Advancements in communication technologies have permitted the introduction, and popularization, of new types of communication systems. In various of such new types of communication systems, the rate of data transmission and the corresponding amount of data permitted to be communicated, has increased relative to existing types of communication systems.
New types of radio communication systems are exemplary of communication systems made possible as a result of advancements in communication technologies. Communication channels of a radio communication system are formed upon radio-links, thereby obviating the need for conventional wireline connections between sending and receiving stations operable therein. A radio communication system, therefore, inherently permits increased communication mobility in contrast to conventional wireline systems.
Bandwidth limitations sometimes limit the communication capacity of the communication system. That is to say, the bandwidth capacity of the communication channel, or channels, available to a communication system to communicate information between sending and receiving stations is sometimes limited. And, the limited capacity of the communication channel, or channels, limits increase of the communication capacity of the communication system. The communication capacity of the radio communication system is particularly susceptible to capacity limitation resulting from communication channel bandwidth limitations. Generally, a radio communication system is allocated a limited portion of the electromagnetic spectrum upon which to define communication channels. Communication capacity increase of a radio communication system is, therefore, sometimes limited by such allocation. Increase of the communication capacity of the radio communication system, therefore, is sometimes only possible if the efficiency by which the allocated spectrum is used is increased.
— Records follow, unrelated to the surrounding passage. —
PR #182, opened 2022-09-04
Code block syntaxhighlight bug

LukeHagar:
This PR is to address a bug that removes syntax highlighting when the content of a CodeBlock is altered, specifically in this case the Skeleton sites Theme Generator

This PR also corrects an issue with HTML when highlight.js is not installed, the HTML needs to be passed directly as text instead of HTML in the component


endigo9740:
@LukeHagar good catch here! I've submitted one small additional commit that makes the conditional for the template agnostic. That way we can use it for any highlighter, without having to create a whole chained if-if/else-else conditional set for every highlighter added in the future. We'll just flip on the `formatted` flag regardless of which highlighter is used.

Thanks for the PR and congrats on now being an official contributor :)

PR #186, opened 2022-09-06
Format pass

niktek:
Format pass, package update and one little Aria label correction in SkeletonAppBar.svelte for the Utilities link


endigo9740:
I promise I'll look into a way to auto-trigger formatting on save soon! This will prevent a lot of this. Looks like a large number of changes, including config files though, so I'll aim to do a quick regression test pass tomorrow before merge!

PR #187, opened 2022-09-06
Removed a11y warning on Gradient Header

### LINKED ISSUE #183: Gradient Heading throws A11y warning when package imported
When creating a SvelteKit project using a tarball (.tgz) version of the package, built against dev, I receive the following A11y warnings when running `npm run start` to start the local dev server:

```
3:22:08 PM [vite-plugin-svelte] /Users/chris/Development/testbed/sveltekit-skeleton-app/node_modules/@brainandbones/skeleton/GradientHeading/GradientHeading.svelte:11:99 A11y: Elements with the ARIA role "heading" must have the following attributes defined: "aria-level"

3:22:09 PM [vite-plugin-svelte] /Users/chris/Development/testbed/sveltekit-skeleton-app/node_modules/@brainandbones/skeleton/GradientHeading/GradientHeading.svelte:11:99 A11y: Elements with the ARIA role "heading" must have the following attributes defined: "aria-level"
```

The Gradient Heading should be updated to adhere to this suggestion and silence this warning.

niktek:
As per https://developer.mozilla.org/en-US/docs/Web/Accessibility/ARIA/Attributes/aria-level the proper level will be inferred from the `tag` being h1-6 or explicitly defined by the end dev.  Just added an ignore for the warning so as to not be a false positive.

This fixes #183

### DIFF
--- a/src/lib/GradientHeading/GradientHeading.svelte
+++ b/src/lib/GradientHeading/GradientHeading.svelte
@@ -11,6 +11,7 @@
 	$: classesWrapper = `${cBaseHeading} ${direction} ${from} ${to}`;
 </script>
 
+<!-- svelte-ignore a11y-role-has-required-aria-props-->
 <svelte:element this={tag} class="gradient-heading {$$props.class}" data-testid="gradient-heading" role="heading">
 	<span class={classesWrapper}>
 		<slot />


endigo9740:
@niktek Do you think we go one step further and still provide the an a11y prop for `level`? In the off chance someone sets a non-heading tag they would still have the ability to set this value manually. I'd say we add that to the component/docs -or- just give the recommendation that to keep a11y you should use headings. The former seems more flexible though.

endigo9740:
Look like I already thought of this, so I'll go ahead and merge. Thanks!

Screen Shot 2022-09-06 at 10 53 28 AM

PR #192, opened 2022-09-07
Open on hover for Tab and Accordion

LukeHagar:
this allows for tabs and accordions to be opened when hovering on the item that would normally be clicked, all that is required is adding the openOnHover prop to the group component

### DIFF
--- a/src/lib/Accordion/AccordionGroup.svelte
+++ b/src/lib/Accordion/AccordionGroup.svelte
@@ -1,9 +1,12 @@
 <script lang="ts">
-	import { onMount } from 'svelte';
+	import { onMount, setContext } from 'svelte';
 
 	// Props
 	export let collapse: boolean = true;
 	export let spacing: string = 'space-y-4';
+	export let openOnHover: boolean = false;
+
+	setContext('openOnHover', openOnHover);
 
 	let elemAccordian: HTMLElement;
 
--- a/src/lib/Accordion/AccordionItem.svelte
+++ b/src/lib/Accordion/AccordionItem.svelte
@@ -1,8 +1,16 @@
 <script lang="ts">
 	import SvgIcon from '$lib/SvgIcon/SvgIcon.svelte';
 
+	function openAccordion() {
+		if (openOnHover) open = true;
+	}
+	function closeAccordion() {
+		if (openOnHover) open = false;
+	}
+
 	// Props
 	export let open: boolean = false;
+	export let openOnHover: boolean = false;
 	export let hover: string = 'hover:bg-primary-500/10';
 	export let spacing: string = 'space-y-2';
 	export let padding: string = 'px-4 py-2';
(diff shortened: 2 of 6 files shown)


luke-hagar-sp:
Kapture 2022-09-07 at 08 34 40
Kapture 2022-09-07 at 08 38 45

endigo9740:
@luke-hagar-sp @LukeHagar 

Hey Luke, thanks for sending the PR to review. A few things here...

## Per the Contribution Guide

- Make sure you've read the contribution guide, linked above. There's a few guidelines you've not account for here.
- You've submitted a few issues without prior discussion. This is a valuable step for discussing and agreeing upon the best way to implement updates or features. It also ensures we don't have two or more people affecting the same code in different ways. I could have probably made a few suggestions beforehand had I known you were going to add this.
- We have a recommend branch naming convention which you're not following. This is helpful to testers like me when testing contributions from a number of folks. The bigger the numbers get the harder that'll be, so best get that ingrained now so others follow our lead
- The newly introduce prop does not follow the recommended naming convention (see my recommended change below)
- The newly introduced prop is not documented, so no one would know about it!

> Side note: there is a way to send "draft PRs" for this purpose. We had someone do it the other day but I haven't a clue how it's done. Let's work together to figure this out please! We may want to include the steps to do so in the contribution guide. I'd welcome a PR from you adding those steps :)

## Within the Contributed Code

- I'd recommend the new prop name be `hoverable: boolean` or something simple and descriptive. I'm not opposed to `hover: boolean` but it may conflict with hover CSS style props conventions used in other comonents
- I'd recommend you keep the Props/Context in roughly the same order top-to-bottom. This helps readability in the code.
- On the Tab component, the `selectTab()` function is kind of thrown in the middle of the prop declarations at the top. Please move it down near the other function (onKeyDown) and consider a generic name that matches the event it's paired to (ex: `onMouseEnter()`). There may be other functionality that needs to use this event in the future, similar to how `onKeyDown()` can listen and fork to handle multiple keyboard shortcuts.
- I know we won't have our meeting until tomorrow regarding testing, but make a mental note that we'll need to update the tests to utilize any newly introduced props and contexts. Per this, you're welcome to wait for your follow up commit when this is done. I won't accept the PR before that.

The final thing - if we had we had prior discuss of this update beforehand, I would have asked if you made considerations for how it will affect mobile users. Off hand I believe this will still operate for those users, but it may fire the select event twice (one per "click", and one per "focus"; I'm not sure!). We're not adverse to desktop-only features (Tooltips are as well!) but we need to make sure we state plainly this is a desktop/mouse only feature in the documentation for this prop. There's no such thing as "hover" on mobile!

endigo9740:
@luke-hagar-sp @LukeHagar FYI Luke it looks like these changes would not longer merge cleanly. This is due to the recent structural change in the /lib directory. If you're still keen to make the recommend updates let me know. If we need to postpone that's fine too, just note we might need to catch up to the change on dev. If you don't feel like you'll be able to revise and update these soon we might be best to close our the PR and come back to this later. Either you or I can close a PR here.

endigo9740:
With the tab redesign on the other tab this is way out of date. Closing for now. We can revisit in the future though!

PR #235, opened 2022-09-16
Updated Roadmap Link to point to the finished Roadmap instead of the proposal.

Sarenor:


endigo9740:
I can't believe GitHub doesn't persist the old links. It was the same page! But thanks for this. Very useful!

Digital communication techniques provide a manner by which the bandwidth efficiency of communications in the communication system may be increased. Because of the particular need in a radio communication system to efficiently utilize the spectrum allocated in such a system, the use of digital communication techniques is particularly advantageously implemented therein.
When digital communication techniques are used, information which is to be communicated is digitized. In one technique, the digitized information is formatted into packets, and the packets are communicated to effectuate the communication. Individual ones, or groups, of the packets of data can be communicated at discrete intervals, and, once communicated, concatenated together to recreate the informational content contained therein.
Because packets of data can be communicated at the discrete intervals, a communication channel need not be dedicated solely for the communication of packet data generated by one sending station to one receiving station as conventionally required in circuit-switched communications. Instead, a single channel can be shared amongst a plurality of different sending and receiving station-pairs. Because a single channel can be utilized to effectuate communications by the plurality of pairs of communication stations, improved communication capacity is possible.
Packet data communications are effectuated, for instance, in conventional LANs (Local Area Networks). Wireless networks, operable in manners analogous to wired LANs, have also been developed and are utilized to communicate packets of data over a radio-link, thereby to effectuate communications between a sending and a receiving station.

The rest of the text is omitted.